Question

The species which by definition has zero standard enthalpy of formation at 298K is :
(A) $B{{r}_{2}}(g)$
(B) $C{{l}_{2}}(g)$
(C) ${{H}_{2}}O(g)$
(D) $C{{H}_{4}}(g)$

Answer 1

Hint: The definition of standard state conditions specifies 1 atm of pressure, that liquids and gases be pure, and that solutions be at 1 M concentration. Temperature is not specified, although most tables compile data at 25 degrees C (298 K).

Complete step by step answer:
To know which of the following options have zero standard enthalpy of formation at 298K, we will consider each option one by one.
Considering option (A), $B{{r}_{2}}(g)$. Bromine is not gas at room temperature. It is in liquid form at 298K. Boiling point of Bromine is 331.8K, it will be gas above this temperature, therefore, its standard enthalpy of formation at 298K will not be zero.

Considering option (B), $C{{l}_{2}}(g)$. Chlorine is gas at room temperature. Boiling point of Chlorine is 238.96K. Therefore, its standard enthalpy of formation at 298K will be zero.

Considering option (C), ${{H}_{2}}O(g)$. Water is not gas at room temperature. It is in liquid form at 298K. Boiling point of Water is 373K, it will be gas above this temperature, therefore, its standard enthalpy of formation at 298K will not be zero.

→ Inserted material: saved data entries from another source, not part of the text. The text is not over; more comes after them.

PR #409, opened 2025-06-11
Add pricing exposure plan

pierrevalade:
## Summary
- add plan for exposing model pricing
- clarify API response and exclude image/audio pricing

## Testing
- `git status --short`

------
https://chatgpt.com/codex/tasks/task_e_684900d71db08321a0eb8772958893a4


pierrevalade:
@guillaq @yannbu I've tried this prompt here:
> I would like to expose the pricing of each models under the /v1/models endpoint.
> Could you please write a plan.MD to explain how you would approach this change?

the goal of the `plan.MD` is make sure the AI gets a change to put its thoughts together before moving forward with the actual implementation. (remember when we were doing this ourselves too? 😉 )

cc @guillaq to review the actual `PLAN.md` -- since Codex does not read, to my knowledge, GitHub comment, maybe you can update the plan directly or at least add suggestion in GitHub that we can commit directly and we can ask Codex to do another pass. Thank you.

guillaq (commented):
Plan is sound

guillaq:
Plans are good but I think they might not be needed for scoped features.

See https://github.com/WorkflowAI/WorkflowAI/pull/411 that was created without a plan.

```
Can you add the price information (per token, input / output) to the /v1/models endpoint in main.py ? 
```

PR #410, opened 2025-06-11
Add agent_id field in stats endpoint

pierrevalade:
## Summary
- expose `agent_id` in AgentStat and mark `agent_uid` as deprecated
- adjust client types and store to use the new field
- add a plan outlining the deprecation steps

## Testing
- `poetry run ruff check .`
- `poetry run pyright .`
- `poetry run pytest api/tests/component/authentication/authentication_test.py::test_unknown_user -q` *(fails: ServerSelectionTimeoutError)*
- `yarn prettier-check`
- `yarn workspace workflowai lint`
- `yarn workspace workflowai build` *(fails: JavaScript heap out of memory)*

------
https://chatgpt.com/codex/tasks/task_e_68490b3c318c83218944a869b958add7


api/api/routers/agents_v1.py
```diff
@@ -156,7 +157,12 @@ async def get_agent_stats(
 ) -> Page[AgentStat]:
     from_date = from_date or datetime.now() - timedelta(days=7)
     items = [
-        AgentStat(agent_uid=stat.agent_uid, run_count=stat.run_count, total_cost_usd=stat.total_cost_usd)
+        AgentStat(
+            agent_id=str(stat.agent_uid),
```
guillaq, line 161: are you looking for the string agent_id as in `meta-agent` for example ? What you have here would give you a stringified int (`1234`)

guillaq:
Closing, more work is needed than just stringifying the UID.
Follow up in https://linear.app/workflowai/issue/WOR-5065/stop-exposing-agent-uid-only-expose-agent-id

PR #425, opened 2025-06-12
add initial discussion on FastAPI-MCP usage and concerns

pierrevalade:
@guillaq @yannbu


yannbu:
@pierrevalade I think you can close, I've applied your remarks in https://github.com/WorkflowAI/WorkflowAI/pull/438 and we stitched to FastMCP

PR #439, opened 2025-06-13
Use templates for code gen

yannbu:
From my work from last week.

Related to https://linear.app/workflowai/issue/WOR-4811/improvements-on-generated-code


pierrevalade:
@guillaq will work on this PR next week.

PR #459, opened 2025-06-16
Plug docs v2 to agent

yannbu:
For the playground agents and MCP AI Engineer

### DIFF
--- a/api.Dockerfile
+++ b/api.Dockerfile
@@ -61,7 +61,7 @@ RUN pip install --no-cache /wheels/*
 
 # Copy the rest of the application
 COPY api/api api
-COPY docs docs
+COPY docsv2 docsv2
 COPY api/core core
 COPY api/start.sh /app/start.sh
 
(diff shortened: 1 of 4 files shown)


pierrevalade:
I love that using a AI agent for RAG also means that we (our team at WorkflowAI) get observability built-in on the "RAG" via WorkflowAI, similar to what we discussed about MCP observability on top of a AI agent during today's checkin. 

in a world where inference becomes so cheap, sending data to a AI agent that stores all the runs automatically might be the new persistent storage.

pierrevalade:
> Is there any reason to still include `docs` in the repo then ?

maybe the playground running on non-proxy agents?

guillaq:
> maybe the playground running on non-proxy agents?

I don't think so ? The `docs` directory is no longer included in the dockerfile so it will be completely ignored by the API I believe

yannbu:
thanks guys, I'll merge this and keep docs v1 for the legacy playground agent. I need to wire up the legacy agent to the docsv1, in my PR for today.

PR #460, opened 2025-06-16
Verify agent prefix documentation accuracy

pierrevalade:
Documentation was updated to align with the clarified preferred method for agent identification.

Changes include:
*   Examples in `evaluations/user-feedback.mdx`, `inference/caching.mdx`, `inference/cost.mdx`, `inference/reliability.mdx`, and `reference/prompt-templating.mdx` were modified.
    *   These now use `metadata={"agent_id": "..."}` instead of an agent prefix within the `model` parameter.
*   `inference/models.mdx` was updated to explicitly state that `agent_id` in the `metadata` field is the preferred identification method.
    *   It also acknowledges the agent ID as a prefix in the `model` parameter as an acceptable alternative when metadata editing is not possible.
*   A callout was added to `quickstarts/openai-agents.mdx` to clarify that it demonstrates the alternative model parameter prefix method.
*   Changes previously made to `docsv2/content/docs/observability/index.mdx` were reverted, restoring the file to its original state.

The updates ensure documentation consistently promotes the preferred `agent_id` in metadata approach, while retaining and clarifying the alternative model parameter prefix method where contextually appropriate.


pierrevalade:
> @cursoragent I see more accurence of the agent id in model string, for example in mcp.mdx; is that on purpose ?

not working yet.

pierrevalade:
I will follow up with CursorAI manually now.

pierrevalade:
@yannbu should be better now.

PR #461, opened 2025-06-16
[WOR-4751] playground version, 2 small feedbacks

jacekzimonski:
Closes:
https://linear.app/workflowai/issue/WOR-4751/playground-version-2-small-feedbacks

Considering option (D), $C{{H}_{4}}(g)$. Methane is gas at room temperature. But its standard enthalpy of formation is in negative and not zero.
So, the correct answer is “Option B”.

Note: The standard enthalpy of formation is a measure of the energy released or consumed when one mole of a substance is created under standard conditions from its pure elements. STP stands for Standard Temperature and Pressure. It is defined to be 273 K (0 degrees Celsius) and 1 atm pressure (or 105 Pa).